Example with Strand Information (TSV or CSV file)

chrom1 start1 end1 chrom2 start2 end2 strand1 strand2
19 21268384 21268385 19 21327858 21327859 + +

SV Classes

  • deletion
  • translocation
  • tandem-duplication
  • inversion

Python Usage

# Navigate to SVMatrixGenerator directory and start python3 interpreter
from SigProfilerMatrixGenerator.scripts import SVMatrixGenerator as sv

input_dir = "./SigProfilerMatrixGenerator/references/SV/example_input/560-Breast"
output_dir = "./SigProfilerMatrixGenerator/references/SV/"
project = "560-Breast"

sv.generateSVMatrix(input_dir, project, output_dir)

Command Line Usage

python3 ./SigProfilerMatrixGenerator/scripts/SVMatrixGenerator.py \
    ./SigProfilerMatrixGenerator/references/SV/example_input/560-Breast \
    560-Breast \
    ./SigProfilerMatrixGenerator/references/SV/example_output/

Arguments: input_dir, project, output_dir


R Usage

conda create --name spmg_r -y
conda activate spmg_r
conda install python=3.10 r-base r-devtools r-reticulate -c conda-forge -y
pip install SigProfilerMatrixGenerator
echo 'devtools::install_github("SigProfilerSuite/SigProfilerMatrixGeneratorR")' | Rscript -

R Example

R
> library("reticulate")
> use_python("path_to_your_python3")
> py_config()
> library("SigProfilerMatrixGeneratorR")
> sv <- SVMatrixGenerator("[your_repo]/test_data/SV", "test_SV", "[your_repo]/test_data/")

Function Arguments

Required Parameters

Parameter Type Description Example
input_dir string Path to directory containing SV bedpe files (one per sample) "./references/SV/example_input/560-Breast/"
project string Project name for this instance "560-Breast"
output_dir string Path to directory for output files "./references/SV/example_output/"

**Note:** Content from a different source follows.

PR #4409, opened 2024-10-03
TN-3319 extend wait time for adherence report export task

achen2401:
https://movember.atlassian.net/browse/TN-3319?atlOrigin=eyJpIjoiOTYwODgxZDM5MTBhNGRkODhlNGViYTRhNDJiMjQwYzQiLCJwIjoiaiJ9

Note: If the output directory doesn't exist, a new one will be created.


SV Classification Schema (SV32)

The SV32 classification schema bins structural variants by:

  1. Size categories:
  2. 0-10kb
  3. 10kb-100kb
  4. 100kb-1Mb
  5. 1Mb-10Mb
  6. 10Mb

  7. Clustering status:

  8. Clustered
  9. Non-clustered

  10. SV type:

  11. Deletion
  12. Tandem duplication
  13. Inversion
  14. Translocation (size-independent)

This creates a 32-channel classification matrix for comprehensive structural variant analysis.